From my perspective, clubs and a lounges are different types of environments.  I'm a lot more skeptical of clubs/clubbing.  

I don't know anyone--Christian or not--who is married who goes clubbing or met their DH or FH in a club.  So your experience is a new one to me.  

As with anything, how much you want of the Lord is up to you.  How much you want your relationship to be godly is up to you.  If you go to a club, you'll get the kind of man who goes clubbing.  He may have faith, but he also has some maturing to do.  It's easy to show up on Sunday after having done whatever on Saturday night...so the fact that a person labels themselves Christian or goes to church even isn't necessarily going to be everything you're looking for.

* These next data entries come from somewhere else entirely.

PR #843, opened 2025-03-18
Add StringJoinSubstitution substituion

baconbrot:
Add a substitution wrapper for python `str.join` method.
Supports concatenation of substitutions as implemented in ros2/launch#838

This PR would complement `PathJoinSubstitution` for general use cases like file names with separators (e.g. some.long.urdf.xacro), naming of entities (e.g. the_name_of_the_robot) or even namespaces (e.g. /env/group/robot/joint)

### Usecases
**Domains**
e.g. `https://docs.ros.org` with `subdomain` launch configuration equal to `docs`
```
StringJoinSubstitution(
    [
        ['https://', LaunchConfiguration('subdomain')],
        'ros',
        'org'
    ],
    delimiter='.'
)
```
**File names**
e.g. `robot.a.urdf.xacro` with `model` launch configuration equal to `a`
```
StringJoinSubstitution(
    [
        'robot'
        LaunchConfiguration('model'),
        'urdf',
        'xacro'
    ],
    delimiter='.'
)
```

### DIFF
--- a/launch/launch/substitutions/string_join_substitution.py
+++ b/launch/launch/substitutions/string_join_substitution.py
@@ -1,4 +1,4 @@
-# Copyright 2019 Open Source Robotics Foundation, Inc.
+# Copyright 2025 Open Source Robotics Foundation, Inc.
 #
 # Licensed under the Apache License, Version 2.0 (the "License");
 # you may not use this file except in compliance with the License.
--- a/launch/launch/substitutions/string_join_substitution.py
+++ b/launch/launch/substitutions/string_join_substitution.py
@@ -50,7 +50,7 @@ class StringJoinSubstitution(Substitution):
     def __init__(
         self,
         substitutions: Iterable[SomeSubstitutionsType],
-        delimiter: SomeSubstitutionsType = "",
+        delimiter: SomeSubstitutionsType = '',
     ) -> None:
         """
         Create a StringJoinSubstitution.
--- a/launch/launch/substitutions/string_join_substitution.py
+++ b/launch/launch/substitutions/string_join_substitution.py
@@ -72,7 +72,7 @@ class StringJoinSubstitution(Substitution):
         return self.__substitutions
 
     @property
-    def delimiter(self) -> Text:
+    def delimiter(self) -> List[Substitution]:
         """Getter for delimiter."""
         return self.__delimiter
 
--- a/launch/launch/substitutions/string_join_substitution.py
+++ b/launch/launch/substitutions/string_join_substitution.py
@@ -35,7 +35,7 @@ class StringJoinSubstitution(Substitution):
     .. code-block:: python
 
         StringJoinSubstitution(
-            ['https://', LaunchConfiguration('subdomain')], 'ros', 'org'],
+            [['https', '://'], LaunchConfiguration('subdomain')], 'ros', 'org'],
             delimiter='.'
         )
 
--- a/launch/launch/substitutions/string_join_substitution.py
+++ b/launch/launch/substitutions/string_join_substitution.py
@@ -1,0 +1,94 @@
+# Copyright 2019 Open Source Robotics Foundation, Inc.
+#
+# Licensed under the Apache License, Version 2.0 (the "License");
+# you may not use this file except in compliance with the License.
+# You may obtain a copy of the License at
+#
+#     http://www.apache.org/licenses/LICENSE-2.0
+#
+# Unless required by applicable law or agreed to in writing, software
+# distributed under the License is distributed on an "AS IS" BASIS,
+# WITHOUT WARRANTIES OR CONDITIONS OF ANY KIND, either express or implied.
+# See the License for the specific language governing permissions and
+# limitations under the License.
+
+"""Module for the StringJoinSubstitution substitution."""
+
+from typing import Iterable, List, Text
+
+from ..launch_context import LaunchContext
+from ..some_substitutions_type import SomeSubstitutionsType
+from ..substitution import Substitution
+from ..utilities import perform_substitutions
+
+
+class StringJoinSubstitution(Substitution):
+    """
+    Substitution that joins strings and/or other substitutions.
+
+    This takes in a list of string components as substitutions.
+    The substitutions for each string component are performed and concatenated,
+    and then all string components are joined with a specified delimiter as seperation.
+
+    For example:
+
+    .. code-block:: python
+
+        StringJoinSubstitution(
+            ['https://', LaunchConfiguration('subdomain')], 'ros', 'org'],
+            delimiter='.'
+        )
+
+    If the ``subdomain`` launch configuration was set to ``docs``
+    and the ``delimiter`` to ``.``, this would result in a string equal to
+
+    .. code-block:: python
+
+        'https://docs.ros.org'
+    """
+
+    def __init__(
+        self, substitutions: Iterable[SomeSubstitutionsType], delimiter: str = ''
+    ) -> None:
+        """
+        Create a StringJointSubstitution.
+
+        :param substitutions: the list of string component substitutions to join
+        :param delimiter: the text inbetween two consecutive components (default no text)
+        """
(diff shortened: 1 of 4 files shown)


launch/test/launch/substitutions/test_string_joint_substitution.py
```diff
@@ -0,0 +1,43 @@
+# Copyright 2019 Open Source Robotics Foundation, Inc.
```
christophebedard:
```suggestion
# Copyright 2025 Open Source Robotics Foundation, Inc.
```

launch/launch/substitutions/string_join_substitution.py
```diff
@@ -0,0 +1,94 @@
+# Copyright 2019 Open Source Robotics Foundation, Inc.
```
christophebedard:
```suggestion
# Copyright 2025 Open Source Robotics Foundation, Inc.
```

launch/launch/substitutions/string_join_substitution.py
```diff
@@ -0,0 +1,94 @@
...
+    If the ``subdomain`` launch configuration was set to ``docs``
+    and the ``delimiter`` to ``.``, this would result in a string equal to
+
+    .. code-block:: python
+
+        'https://docs.ros.org'
+    """
+
+    def __init__(
+        self, substitutions: Iterable[SomeSubstitutionsType], delimiter: str = ''
```
christophebedard: I think we should make `delimiter` substitutable, i.e., a `SomeSubstitutionsType`.

launch/launch/substitutions/string_join_substitution.py
```diff
@@ -0,0 +1,94 @@
...
+
+from typing import Iterable, List, Text
+
+from ..launch_context import LaunchContext
+from ..some_substitutions_type import SomeSubstitutionsType
+from ..substitution import Substitution
+from ..utilities import perform_substitutions
+
+
+class StringJoinSubstitution(Substitution):
```
christophebedard, line 25: Note: It should probably use `PathJoinSubstitution` _once_ #838 is merged.

christophebedard (commented):
This seems fine, ~~but could you give a real-world example?~~ Ah, sorry, I glossed over the last example in the PR description, although I kind of think it could simply be `['robot.', LaunchConfiguration('model'), '.urdf.xacro']`.

Also, do you think we should support frontends, i.e., by implementing `parse()`?

launch/launch/substitutions/string_join_substitution.py
baconbrot: Good suggestion!

launch/launch/substitutions/string_join_substitution.py
baconbrot: You mean like extending `PathJoinSubstitution`?

christophebedard: Oops, the other way: `PathJoinSubstitution` could extend this with `delimiter=os.pathsep`. However, looking into it, that wouldn't be the same, since `os.path.join()` does a bit more than just that, so nevermind!

baconbrot:
@christophebedard frontend support would definitly be a great addition for #838 because of cross-platform path handling.

For both cases, PathJoinSubstitution and StringJoinSubstitution, I come across following problem: 
Consider previous example for python launch
```
StringJoinSubstitution(
    [
        'robot'
        LaunchConfiguration('model'),
        'urdf',
        'xacro'
    ],
    delimiter='.'
)
```
I dont know how this would translate to yaml launch. Maybe to something like this
```
- arg:
  - name: "model"
- join-string:
      delimiter: "."
        children:
          - "robot"
          - "$(var model)"
          - "urdf"
          - "xacro"
```
but the join-string result is not accessible. Perhaps something like this
```
- arg:
  - name: "model"
- let:
    name: "some_string"
    value:
      join-string:
      delimiter: "."
      children:
        - "robot"
        - "$(var model)"
        - "urdf"
        - "xacro"
```
could work

christophebedard:
Substitutions in frontends look like `$(<name> <args>)`: `$(var ...)` is the `LaunchConfiguration` substitution for frontends, see https://github.com/ros2/launch/blob/7a79d6b3df71cd28ebc1ccc78a186f6be92072a5/launch/launch/substitutions/launch_configuration.py#L33-L34

So for `PathJoinSubstitution`, it would be `$(path-join ...)` and look like this:

```yaml
launch:
- let:
    name: 'model'
    value: 'a'
- log:
    message: '$(path-join robot $(var model) urdf xacro)'
```

This would log `robot/a/urdf/xacro`. Everything after `path-join` in `$()` is provided to the `*Substitution` class' `parse()` function as a sequence, see the `data` param here for example: https://github.com/ros2/launch/blob/7a79d6b3df71cd28ebc1ccc78a186f6be92072a5/launch/launch/substitutions/for_loop_var.py#L77 It gets a bit weird if there are spaces, but it works if you quote the item that has spaces: you can do `$(path-join robot $(var model) "ur df" xacro)` which results in `robot/a/ur df/xacro`. You can also nest substitutions, which is kind of the point of #838 (but for Python). In frontends, it looks like:

```yaml
launch:
- let:
    name: 'model'
    value: 'a'
- let:
    name: 'id'
    value: '2'
- log:
    message: '$(path-join "robot$(var id)" $(var model) "ur df" xacro)'
```

which outputs `robot2/a/ur df/xacro`. I think having the correct/platform-specific path separator might not actually matter in launch files, because the underlying Python code probably translates it into the correct path string, but it might still be worth supporting. I'll open a PR to add this to `PathJoinSubstitution` once #838 is merged.

For `StringJoinSubstitution`, the first element in `$(str-join ...)` would have to be the delimiter, then the rest would be the components to join. This can be added in a follow-up PR, though. Once `delimiter` supports substitutions, I think this PR is good to go.

launch/launch/substitutions/string_join_substitution.py
```diff
@@ -0,0 +1,98 @@
...
+    and then all string components are joined with a specified delimiter as seperation.
+
+    For example:
+
+    .. code-block:: python
+
+        StringJoinSubstitution(
+            ['https://', LaunchConfiguration('subdomain')], 'ros', 'org'],
+            delimiter='.'
+        )
```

ETA:  In the op, I see only two options given--clubbing or church events.  There are dozens of other options in how to socialize and have a good time.  If all I did was go to church events, I'd probably go batty.  I enjoy live music and wouldn't think anything of going to a jazz lounge or coffeehouse performances.  And outside of live music, there are many other perfectly good ways to get out and meet people.  You could be limiting yourself, but I don't think it has anything to do with not going to clubs.


----------



## Kinkyhairlady (Feb 6, 2012)

I agree clubs are not the place to be as a Christian but a lounge is more like a social area where you can sit and relax no? I don't want to go to a lounge and it be a sin as well.


----------



## aribell (Feb 6, 2012)

Kinkyhairlady said:


> I agree clubs are not the place to be as a Christian but a lounge is more like a social area where you can sit and relax no? I don't want to go to a lounge and it be a sin as well.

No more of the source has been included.